We have described three approaches to adaptive multilingual text filtering and characterized the relative effectiveness of each. Of the three techniques, CL-LSI alone develops a language-independent representation for each document. Both Text Translation and the more practical Vector Translation require that the user (or system designer) choose a preferred language into which the documents or document vectors will be translated. Each technique introduces different sources of errors, so it is interesting to compare their relative performance. In Text Translation the principal sources of error are failure to recognize a Spanish word and incorrect resolution of translation ambiguity. In Cross-Language Latent Semantic Indexing the principal source of error is the inability to separate polysemous uses of a term in the training collection, which makes it difficult to conflate terms that have different sets of polysemous senses across languages into a single concept representation. In Vector Translation the largest source of error results from the use of inaccurate alignments when constructing the translation matrix.

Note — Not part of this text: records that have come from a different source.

PR #2276, opened 2023-01-27
Issue 2265 and small bug fix 

schwiti6190:
Test: 
- Gui with this vehicle: https://www.farming-simulator.com/mod.php?lang=de&country=de&mod_id=262659&title=fs2022
- Testing of bunker silo driver to make sure nothing broke there.
- Test field border drawing and if the disabled hotspots are correct.


5g4M:
The Bunker fix helped , but some tractors are still behaving weird. I would say atleast 65% of those that I tested seem to work proberly so far.

PR #2420, opened 2023-03-29
Added leftover bales to cp status and hud page for balefinder

schwiti6190:


translations/translation_br.xml
```diff
@@ -63,6 +63,7 @@
     <text name="CP_baleFinderJobParameters_baleWrapType_all_bales" text="todos os fardos"/>
     <text name="CP_baleFinderJobParameters_baleWrapType_only_wrapped_bales" text="somente embalado"/>
     <text name="CP_baleFinderJobParameters_baleWrapType_only_not_wrapped_bales" text="não embalado"/>
+    <text name="CP_baleFinder_balesLeftover" text="Bales leftover: "/>
```
pvaiko, line 66: "Bales left:" sounds here better than leftover. Also in symbol names.

scripts/ai/AIDriveStrategyFindBales.lua
```diff
@@ -483,13 +488,15 @@ function AIDriveStrategyFindBales:approachBale()
         if not self:isReadyToLoadNextBale() then
             self:debug('Start picking up bale')
             self.state = self.states.WORKING_ON_BALE
+            self:findBales() --- Refreshes for bale counter
```
pvaiko, line 491: Just a bit worried about the performance here with big fields and many bales, one could just decrement self.balesLeft until we'd look for new bales anyway, but may not be a problem at all.

pvaiko (changes requested):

Another interesting basis for comparison is the source of the information that is used to perform the translation. In CL-LSI this information is extracted automatically from documents which are aligned only at the document (or passage) level. Because the individual components of the CL-LSI translation matrix lack any understandable individual interpretation, human assistance with the construction of the CL-LSI translation matrix is precluded. The VT translation matrix, on the other hand, is constructed from bilingual document collections in which individual terms have been aligned. In addition to exploiting more fine-grained information, this approach gives the elements of the VT translation matrix a natural interpretation. Each is the probability that a specific English word will be translated to a specific Spanish word for documents in the domain of interest. Such information can be collected automatically from bilingual document collections, but it can also be constrained and corrected using additional information that is available from dictionaries. Since corpus-based and dictionary-based approaches introduce different types of errors, this joint construction approach could substantially improve filtering effectiveness.

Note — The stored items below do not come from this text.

Issue #2449, opened 2023-04-12
[BUG_MP] Dedicated Server Sync stopping at 99%


PapaTim68:
After the update to the latest Version 7.2.1.0 joining the dedicated Server doesn't work and is stuck at the Loading Screen.
Single Player seems to load fine with that Version.

**Courseplay version**
Version used: 7.2.1.0

**Client Log**
Line 4344
```
2023-04-12 11:36 Error: Running LUA method 'packetReceived'.
C:/Users/Tim/Documents/My Games/FarmingSimulator2022/mods/FS22_Courseplay/scripts/ai/jobs/CpJobParameters.lua:240: attempt to index local 'dischargeNode' (a nil value)
```
[log_client.txt](https://github.com/Courseplay/Courseplay_FS22/files/11209884/log_client.txt)

**Server Log**
Server log seems to not show anything.
[log_server.txt](https://github.com/Courseplay/Courseplay_FS22/files/11209887/log_server.txt)

**Player on the server**
0 Players directly after Restart due to update of Courseplay

**Dedicated server or local hosted server**
Dedicated server

**Map**
NORTH FRISIAN MARCH 4X oG

PapaTim68:
Moin,
tried out the new Version, but sadly still has the same Error.
If needed, new Logs with this version:
[log_client.txt](https://github.com/Courseplay/Courseplay_FS22/files/11239002/log_client.txt)


[log_server.txt](https://github.com/Courseplay/Courseplay_FS22/files/11239003/log_server.txt)

As far as I can tell, it's the same Error.
But I noticed that Headland Management has a line about the Initialization of the Holmer Mod directly after the error. Since the error is related to Discharge Nodes, the error might be related to Holmer's Quick exchange transfer wagon.

PapaTim68:
Can confirm it's loading now!

Danke :-)

Issue #2443, opened 2023-04-08
[BUG_SP] Combine folds auger in extended position when CP is started with extended auger


DemsMani:
**READ FIRST**
https://github.com/Courseplay/Courseplay_FS22/wiki

**Steps to reproduce**
When the auger of the combine is extended and cp is started again (for example after a collision), the outer link of the auger folds in, leaving no option anymore to do anything

**Actual behavior**
When pressing the cp start button with the auger extended, the outer link just folds in immediately

**Expected behavior**
As it worked before, the outer link of the auger should stay unfolded

**Screenshots**
![Farming Simulator 22 08_04_2023 23_23_01](https://user-images.githubusercontent.com/99053368/230743743-5185e737-318c-4a24-8963-860f166af2b0.jpg)

**Courseplay version**
Version used: 7.2.1.0

**Log**
(https://gist.github.com/DemsMani/a7d0fdc415abc2c0b7c816cf5a865658)

**Map**
Morris

**Vehicles/ implements involved**
Lexion 8900 (Modhub)

**Relevant script mods**
Autodrive (no active driver during test)

yann-mrt:
It is not isolated case, this happen to me as well with V 7.2.1.0, everything was find with V 7.2.0.5.

Tensuko:
No one said anything different...

knoxville73:
Hi,

I know the same issue with an another combine

Issue #2440, opened 2023-04-08
Problem with pipe offset when offloading combine[BUG_SP]


Martin-L45:
**READ FIRST**
https://github.com/Courseplay/Courseplay_FS22/wiki

**Steps to reproduce**
Steps to reproduce the behavior.
Use courseplay to unload combine

**Actual behavior**
A clear and concise description of what happen.
In the V7.2.1.0 version the offloader does not drive in the correct position. I need to set 4m offset and it offloads in the front of the augerwagon
This is not a problem in V7.2.0.5

**Expected behavior**
Drive in the correct position

**Screenshots**
V7.2.1.0
![Farming Simulator 22 Screenshot 2023 04 08 - 12 37 35 80](https://user-images.githubusercontent.com/85753728/230716952-5cf8d6aa-b7b4-4299-9fb0-0beba384beb0.png)
V7.2.0.5
![Farming Simulator 22 Screenshot 2023 04 08 - 12 34 26 79](https://user-images.githubusercontent.com/85753728/230716955-198d31c4-3297-4cc7-a171-d58841102d0a.png)

**Courseplay version**
Version used: 

**Log**
Please attach a log with all debug channels active.
For help with the debug channels,
please check out the readme at the  github front page.

[logV7210.txt](https://github.com/Courseplay/Courseplay_FS22/files/11183021/logV7210.txt)
[logV7205.txt](https://github.com/Courseplay/Courseplay_FS22/files/11183022/logV7205.txt)

**Map**
Map played on.

**Vehicles/ implements involved**
Which vehicle or implement?
Mod yes/no ?

**Relevant script mods**

Mods like Autodrive or VCA and so on.

Tensuko:
At the front is normal and correct, the unloader will drive further to the depending on the fillvolume of the trailer. Wonder if we have this missing for the auger wagon. Will check on that.

PR #2452, opened 2023-04-14
Fix for #2444, #2449 and possible improvement for #2443 , #2440

schwiti6190:


scripts/ai/controllers/PipeController.lua
```diff
@@ -285,12 +286,27 @@ function PipeController:measurePipeProperties()
...
-        self.implement:setAnimationTime(self.pipeSpec.animation.name, 1, true, false)
+function PipeController:instantUnfold(ignorePipeState)
+    if self.pipeSpec.currentState ~= self.pipeSpec.targetState or 
+        self.pipeSpec.currentState ~= PipeController.PIPE_STATE_OPEN or ignorePipeState then
+        if self.foldableSpec.turnOnFoldDirection == -1 then
+            Foldable.setAnimTime(self.implement, 0, true)
+        else 
+            Foldable.setAnimTime(self.implement, 1, true)
+        end
+        if self.pipeSpec.hasMovablePipe then
```
pvaiko, line 297: We should really explain why are we doing this, open/close/open, plus some animation magic is far from self explanatory, will help us later to remember what this hack is doing.

pvaiko (changes requested):

scripts/ai/controllers/PipeController.lua
schwiti6190: Of cause you are right, but I don't really now how I made this working in first place. Mostly alot of try and error and praying.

We have also presented an evaluation methodology that can be used to gain insight into the performance of adaptive multilingual text filtering techniques using existing document collections. Since the domain shift effect we have described is inherent in any corpus-based technique (unless precisely the right language training collections are available), the ability to characterize the magnitude of the domain shift effect that we have demonstrated will be important whenever dictionary-based and corpus-based techniques are being compared. The topic shift effect, on the other hand, is strictly an artifact of our experiment design, an effect which can be eliminated by investing in the construction of test collections tailored for evaluating the performance of adaptive multilingual text filtering techniques.
While it would be unreasonable to try to draw broadly applicable conclusions from the three aligned topic pairs that we had available, our results have demonstrated that adaptive multilingual text filtering techniques are presently available which perform well enough for some applications. As additional lessons from the growing body of cross-language text retrieval research are combined with further advances in corpus linguistics and improved test collections, the range of applications to which these techniques can be productively applied can be expected to expand significantly. There clearly is a need for adaptive multilingual text filtering techniques, and our work has led us to conclude that there are a number of promising avenues to be explored which offer the potential to satisfy that demand.